Can daily intake of aspirin and/or statins influence the behavior of non-muscle-invasive bladder cancer? A retrospective study on a cohort of patients undergoing transurethral bladder resection
The purpose of this retrospective study was to compare the behavior of non-muscle-invasive bladder cancer (NMIBC) between patients who had undergone transurethral bladder resection (TURB) in chronic treatment with aspirin, statins, or a combination of these two drugs and similarly operated patients who were not treated with aspirin or statins. Using our cohort of patients and the results of other studies on epithelial neoplasms, we aimed to determine whether daily treatment with these medications, widely used for the prevention of cardiovascular disease, can affect the prognosis of Urothelial Bladder Cancer (UBC).The main target in determining the chemopreventive effect of aspirin and other non-steroidal anti-Inflammatory drugs (NSAIDs) is the inhibition of cyclooxygenase (COX) or prostaglandin-endoperoxide synthase, especially its isoform 2, which is overexpressed in many tumor cell lines, including bladder cancer (BC). Many studies have shown that COX inhibitors have a preventive effect and are able to induce remission of BC in animal models.
An additional aim of our study was to analyze the behavior of NMIBC in patients treated daily with statins undergoing TURB. The primary effect of statins is the reduction of low-density lipoproteins, an effect that is associated with an anti-inflammatory action. The possible role of statins in the processes of carcinogenesis and, particularly, in UBC is still not completely defined.

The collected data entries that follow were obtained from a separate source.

PR #223, opened 2021-11-30
Don't alter JSON parameters on WP-CLI commands

dchymko:
## Description 
This change fixes a bug that would strip double quotes from the property name and values inside a JSON payload. While not a "failure" bug, this would cause unexpected consequences for some clients when the values weren't stored with the quotes.
`vip @site.env --yes -- post meta update 1 custom_option '{\"name\":\"Text\",\"version\":0}'`

It also fixes a bug where if there was a space in a JSON value, the command would fail. THis command should now work:
`vip @site.env --yes -- post meta update 1 custom_option '{\"name\":\"Some text with spaces\",\"version\":0}'`

### DIFF
--- a/runner/remote.go
+++ b/runner/remote.go
@@ -332,7 +332,7 @@ func validateAndProcessCommand(calledCmd string) (string, error) {
 }
 
 func getCleanWpCliArgumentArray(wpCliCmdString string) ([]string, error) {
-	rawArgs := strings.Fields(wpCliCmdString)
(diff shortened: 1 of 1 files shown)


bnu0:
This is no longer the runner used on k8s, which can now be found at https://github.com/Automattic/cron-control-runner

dchymko:
> This is no longer the runner used on k8s, which can now be found at https://github.com/Automattic/cron-control-runner

Ah, I didn't realize that, thanks!

Issue #189, opened 2018-11-06
The cache: query param to force refresh of the cache


tunnckoCore:
It still stunning huge. I don't know is it me or is it Badgen, but mostly always nothing works. Neither F5, neither another browser, neither visiting the page in npm, neither Ctrl+R. I'm not sure if it's the caching for chrome too (i aggressively use much chrome flags). But still, it seems that that's not the problem, because even with another browser it does not refresh them.

I suggest to add a query param that always gives you fresh one, so i will be able to add it to my badge links.

Because currently i'm forced to visit the badge's link directly.

styfle:
My guess is Now CDN is caching the response but this can be controlled by badgen by setting cache-control headers.

https://zeit.co/blog/now-cdn

tunnckoCore:
I don't think it's the Now, but yea maybe.

amio:
Here's the cache header for live badge:
```
cache-control: public, max-age=60, stale-while-revalidate=604800, stale-if-error=604800, s-maxage=360
cf-cache-status: MISS
```

And AFAIK, we may encounter these cache/latency for a live badge to refresh:
- __Browser Cache__ Controlled by `max-age=60`, CTRL+R would bypass this;
- __CDN Cache__ Controlled by `s-maxage=360`, in seconds. (6 mins);
- __API Latency__ Some api may not always serve latest data. (e.g, jsDelivr is faster than unpkg.com for fetching package.json, but it's got a much more delay for latest published version than unpkg.com, so I switched back (a1bb0ce8263ed7d7791f967740656da4723b512d) to unpkg.com. But still, unpkg.com has some delay, even npm's cli `npm v pkg` has 1 minute delay or so for newly published version).

Overall, a new version may have up to 10min (by my estimate) delay from publishing to shown on the badge.

amio:
Hi @tunnckoCore do you have any advice on this? If no further action we should take, I'm going to close this issue :D

amio:
@tunnckoCore I had an idea that we could add a `?cache=30` to limit the cache age on cdn, but make it 1 second at least internally, for perf's sake.

tunnckoCore:
Make sense. But I currently am not sure if it still an issue. ;d

amio:
:D Then just hold this issue for a while. I'm kinda busy recently anyway. Let's revisit it later.

tunnckoCore:
[...]

PR #338, opened 2020-01-18
feat: add a cache option

amio:
- Set default cdn cache age to ~~24hrs~~ 6hrs (lower server load)
- Use `?cache=300` in query string to limit cache to 5min (`300`) at least

Related to #189, cc @tunnckoCore


components/home-intro.tsx
```diff
@@ -43,6 +43,11 @@ export default function HomeIntro ({ isFlat = false }) {
         Custom badge scale
         <a href='/badge/docker/v1.2.3/blue?icon=docker&scale=2'>e.g.</a>
       </li>
+      <li>
+        <code>cache</code>
+        Live badge are cached in cdn for 24hrs (86400), you may limit it to 5min (300) at least.
```
wopian: "you may limit it to a minimum of 5min (300)." would be a better wording imo

amio: Great! Updated in fca1d94

tunnckoCore:
Cool :)

PR #345, opened 2020-01-27
chore: use npm api for "latest" tag

### LINKED ISSUE #292: Fallback to the original npm registry (or jsdelivr) when unpkg fail
For couple of hours I got error 500. First noticed that a ton of badges are just broken on ton of repos. So then I tried to create new project (for which I use mine `charlike` scaffolder which is again using the unpkg registry too) it turns out that unpkg returns 500 for non-cached packages (which is still strange cuz it should have mine pacakges already cached, but probably some cache invalidation happen in recent months).

So, we need to handle this case and fallback to some more reliable source of truth. I bet on jsdelivr, cuz as we know the npm registry sucks a bit.

amio:
prefer official npm api as much as possible

resolve #292

### DIFF
--- a/api/npm.ts
+++ b/api/npm.ts
@@ -3,6 +3,11 @@ import got from '../libs/got'
 import { millify, version, versionColor } from '../libs/utils'
 import { createBadgenHandler, PathArgs } from '../libs/create-badgen-handler'
 
+// https://github.com/npm/registry/blob/master/docs/REGISTRY-API.md
+// https://github.com/npm/registry/blob/master/docs/download-counts.md
+// https://github.com/npm/registry/blob/master/docs/responses/package-metadata.md
+// https://unpkg.com/
+
 export default createBadgenHandler({
   title: 'npm',
   examples: {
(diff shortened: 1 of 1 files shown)


api/npm.ts
```diff
@@ -66,17 +67,27 @@ async function handler ({ topic, scope, pkg, tag }: PathArgs) {
...
+  const meta = await (tag === 'latest' && pkg[0] !== '@' ? npmMetadata(pkg) : pkgJson(pkg, tag))
 
   switch (topic) {
     case 'version': {
       return {
-        subject: `npm${tag === 'latest' ? '' : '@' + tag}`,
+        subject: tag === 'latest' ? 'npm' : `npm@${tag}`,
         status: version(meta.version),
-        color: tag === 'latest' ? versionColor(meta.version) : 'cyan'
+        color: tag === 'latest' ? versionColor(meta.version) : 'blue'
```
tunnckoCore: hm, why always blue if not `latest`? it was cool that it's a bit different.

tunnckoCore: I think that no matter the dist-tag it should follow the `versionColor`. But when it's on some dist-tag AND above v1 then to be cyan.

amio: Let's go with __no matter the dist-tag it should follow the versionColor__

amio: Non-latest tag will be shown on badge label:

[](https://badgen.net/npm/v/yarn/legacy)

amio: Updated in 1999c2a

tunnckoCore: Good.

But why just decided to switch from the cyan, in the first place? :thinking:

amio: `cyan` is used for some unstable/future tag (alpha, canary, rc, etc), not suitable for tag like `legacy`, so I changed it to a more general/meaningless `blue` 😋

tunnckoCore: ooh is there still such detection in the versionColor, cool then.

PR #346, opened 2020-01-28
chore: replace universal-analytics with measurement-protocol

amio:
[2.5KB (measurement-protocol)](https://bundlephobia.com/result?p=measurement-protocol@0.0.2) vs [673KB (universal-analytics)](https://bundlephobia.com/result?p=universal-analytics@0.4.20) 💪


styfle:
@amio Is this open source?

I tried visiting https://github.com/amio/measurement-protocol but I get a 404.

amio:
> @amio Is this open source?
> 
> I tried visiting [amio/measurement-protocol](https://github.com/amio/measurement-protocol) but I get a 404.

Not yet, I just made it worked with current use case, still need more work to meet the plan for v1. Should be out in a few days, with a readme at least :D

styfle:
Nice! I might be interested in using this instead of the default google analytics script.

I've also considered https://github.com/lukeed/ganalytics too but it will probably have the same issues as the default GA script.

amio:
@styfle Made it public https://github.com/amio/measurement-protocol 🚀

> I've also considered lukeed/ganalytics too but it will probably have the same issues as the default GA script.

What issue?

styfle:
> What issue?

The issue I have with GA is inaccurate metrics because of the large number of developers who use adblockers in their browser. It makes the traffic look much smaller than it actually is.

I think your `measurement-protocol` will be much more accurate and it even has error logging 🤩

PR #351, opened 2020-02-01
feat: checks to support context

### LINKED ISSUE #349: Github Checks endpoint currently supports only "combined"
Me again. :laughing: It's not like `status` endpoint which support both "combined" and single ones.

https://api.github.com/repos/tunnckoCore/opensource/commits/master/check-runs

image

So, 

```
# by check name / action name - check.name
# that's the job name (in github actions case)
https://badgen.net/github/checks/tunnckoCore/opensource/master/test
https://badgen.net/github/checks/tunnckoCore/opensource/master/publish
https://badgen.net/github/checks/yarnpkg/berry/master/validating


# or by app (name) created the check - check.app.slug
https://badgen.net/github/checks/tunnckoCore/opensource/master/github-actions
https://badgen.net/github/checks/badgen/badgen.net/checks-api-with-context/lgtm
```

Because for example we can have LGTM (which uses Checks API too) and a Github Actions CI, and to want the badge to show only the state of lgtm, or only the state of ci. Or even you will be able to get a badge only for the macos ci builds, like 

```
# per os
https://badgen.net/github/checks/tunnckoCore/opensource/master/macos
https://badgen.net/github/checks/tunnckoCore/opensource/master/ubuntu
https://badgen.net/github/checks/tunnckoCore/opensource/master/windows
```

or

```
# per nodejs version
https://badgen.net/github/checks/tunnckoCore/opensource/master/12.x
https://badgen.net/github/checks/tunnckoCore/opensource/master/10.x
https://badgen.net/github/checks/tunnckoCore/opensource/master/8.x
```

---

And one idea: i think we should expose an endpoint which combines `checks` and `status`, probably call it `build`? or `ci`? So we won't think which one to use and when...

```
https://badgen.net/github/ci/tunnckoCore/opensource/:ref/:context
```

tunnckoCore:
close #349


tunnckoCore:
@amio, as seen here, the thing is that with `includes()` you can manually pick what you need - weather its `macos` build, `linux` (ubuntu), or just the `test` job, or just the lint, or just the `12.x` builds of all OSes, or just the `10.x` builds and etc.

tunnckoCore:
@amio can we proceed this one?

amio:
> can we proceed this one?

@tunnckoCore Let's put the `toLowerCase` part aside, move on with rest.

tunnckoCore:
:partying_face: :tada:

We also focused our attention on patients treated with both aspirin and statins. The effect of this therapeutic combination on the progression and behavior of NMIBC after TURB has not been studied previously. We compared results obtained in this population with results in the other treatment sub-populations and in untreated patients.
Methods and results
This retrospective study was conducted on 564 patients diagnosed with NMIBC who underwent TURB between March 2008 and April 2013. The study population was divided into two main groups: treated (aspirin and/or statins) and untreated. The treated group was further divided into three therapeutic subgroups: Group A (100 mg of aspirin, daily for at least two years); Group B (20 mg or more of statins, daily for at least two years); and Group C (100 mg of aspirin and 20 mg of statins together).
More resections (2,073) and a higher rate of recurrence (54%), number of recurrences (1,073), and number of lesions in recurrence (mean, 2.44) were observed in the treated group than in the untreated group (p < 0.05). In the treatment subgroups, significantly fewer resections, recurrences, and number of lesions in recurrence, as well as a lower percentage of patients with recurrences, were found in Group A than in Groups B and C (p < 0.05).
In our study, long-term aspirin treatment reduced the risk of bladder tumor recurrence, average number of resections, and number of lesions in recurrence in patients who underwent TURB for NMIBC. In contrast, the use of statins increased recurrence rates and progression of the disease and appeared to reduce the protective effect of aspirin in patients treated with both drugs.To the best of our knowledge, this is the first study that investigated the effects of combined aspirin and statin use on the behavior and progression of NMIBC. The results of this group (combined therapies) have demonstrated a statistically increased number of resections (2,143), rate of relapsing patients (57,1%), number of recurrences (1,143), and number of lesions in relapse (2,57) compared with those outcomes in the untreated group and, especially, in aspirin Group (A). Our results suggest that aspirin therapy has a protective role in BC but that statin therapy alone and statin therapy coupled with aspirin therapy do not. Based on this retrospective review, we intend to conduct a prospective, randomized controlled study to conclusively determine the effects of these two categories of drugs on the recurrence rate and the progression of BC.